Apego

Quanto à minha existência promíscua, o segurança do banco comentou: "O bom é que você não se apega a ninguém". Não deixa de ser interessante saber que é assim que me vêem, uma vez que combato o apego quase tanto quanto combato o moralismo. Tal afirmação, todavia, está longe de ser verdadeira.

Quisera eu ser de fato desapegado às pessoas e as coisas. Isso certamente facilitaria muito a minha vida: que seria eu se não fosse apegado à pseudo-instabilidade que adquiri quando fui admitido em uma empresa quase pública? E se não fosse apegado à família, às convenções sociais que me prendem e me fazem permanecer apegado a toda uma cadeia de relacionamentos pessoais que construí e insisto em pensar que significam alguma coisa? Que seria eu se não tivesse me apegado à Camila, à Tati, à Rosângela, e a todas as outras que duraram menos tempo em minha vida? Que seria de mim sem meu apego?

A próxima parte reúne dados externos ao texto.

PR #1166, opened 2022-12-07
WebSocket: update control frames based on mask bit

HaseenaSainul:


pwielders:
Is this a bug raised somewhere ?

HaseenaSainul:
> Is this a bug raised somewhere ?

Yes got, while running fireboat test app against fireboat mock server. It expecting mask bit to be set for client packet. And even I create a web socket with MASK bit as true, it is crashing when it send control messages. Hence it also added to set based on the value of mask bit configured

pwielders (approved):

PR #1167, opened 2022-12-07
RDKDEV-433: Thunder: JSON config generator improvement

paulo-a-junior:
The current implementation of the JSON generation script has a shortcoming: it doesn't allow defining a number as a string.

This PR introduces a minor change, to allow for numbers defined as "'123456789'" to be translated to "123456789" on the final JSON. The default behavior translates "123456789" to 123456789 (i.e., into an integer).


pwielders:
Why would you like to have a number being represented as a string ? What is the use case for this ? If it is a usefull feature (@sebaszm ?) Please start on master and just backport it to R2, so it is not lost for upgrades.

paulo-a-junior:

Sabe, é difícil dizer que sem apego, eu seria uma pessoa melhor. O apego é uma âncora, e desancorado eu poderia navegar por toda a existência, sem parar nos portos -- ou conhecendo portos novos. Mas até que ponto aquilo que considero "bom" em meu caráter não foi reflexo dessa âncora? Como posso determinar realmente se aquilo que está tão intrínseco em nossos valores é prejudicial, limitador, um traço de insanidade que se considera enquanto são?
Na verdade, não posso. O apego está enraizado em mim. Dele surge o sentimento de posse, e sua consequência, o ciúme. Dele surge minha noção de família enquanto círculo eterno e intocável, que permanece unido até a morte de seus integrantes. É daí também que brota minha necessidade por ter uma casa, amigos, emprego fixo e meu Arguilé. Do apego surgem todas as motivações para continuar a vida, ou melhor, o apego pela vida.
Sendo um ser assim tão apegado, é completamente duvidoso de minha parte afirmar que não me apego a ninguém. Claro que o auto-controle e a disciplina, algo que aprendi com o passar dos anos e desilusões -- sim, porque um dos produtos do apego é a espectativa, que por sua vez sempre termina em desilusão -- ajuda a manter-me são e cada vez menos apegado. Quem me conheceu aos 18, por exemplo, lembra-se de um homem que se apaixonava sempre, apegando-me a uma ou outra com uma facilidade imensa. A desilusão me ensinou a controlar esse apego e a boicotá-lo a tempo de não gerar falsas espectativas.
Quando terminei com a Mariana, perto do fim de 2005, aprendi que meu apego não era a ela, ou a outra, ou outra. Era ao próprio sentimento. Apeguei-me à paixão como a um opiácio, ao torpor que ela gera em mim como a embriaguez que o álcool provoca. Desde então, passei a me envolver com pessoas tentando delimitar o meu apego pela paixão ao meu apego pelas pessoas, o que simplificou por demais as coisas.
Mas meu desapego ainda está longe de ser o ideal. Sabe, apesar de ter um coração calejado, como costumo dizer, no fim do ano passado me apaixonei por uma garota que não fazia idéia de meu sentimento. Como vi que não ia dar em nada, voltei todas as minhas forças pro boicote dessa paixão -- desse apego --, e continuei me relacionando com ela como se nada tivesse acontecido. Até hoje, é assim. Há pouco, também, estive apaixonadinho -- como costumo definir as micropaixões -- por uma outra por quem também optei por não dar chance pra desilusão. Não deu em nada, de novo.
Posso dizer que o resultado dessas experiências é um cara que se apega, mas pondera muito mais que antes para apostar todas as suas fichas num jogo que está potencialmente micado. Encaro todas as minhas experiências quanto finitas, todas minhas posses enquanto passageiras, todas as minhas casas enquanto um abrigo passageiro. Assim também entrego-me muito mais aos momentos, sabendo que não são e podem não ser mais que momentos. E assim vivo minha vidinha, à qual ainda continuo apegado.
Parece-me que o correto é o meio termo, como sempre, e isso é algo que não consigo aprender. Considerar apego como maléfico ou benéfico na realidade é considerar sua aplicação (ou não aplicação) em excesso: ser apegado demais em todas as situações é ruim, não o ser também não é bom. Me é claro que devemos nos apegar a algumas coisas e não a outras, mas ainda não é claro a que devemos ser apegados ou não.
Por hora, sigo encarando minhas experiências como laboratoriais, ponderando acerca de meus erros e acertos, e sobretudo como reajo a eles. Certamente não encontrei a cura para minhas debilidades: mas alguns remédios eu já conheço. Só falta saber a posologia.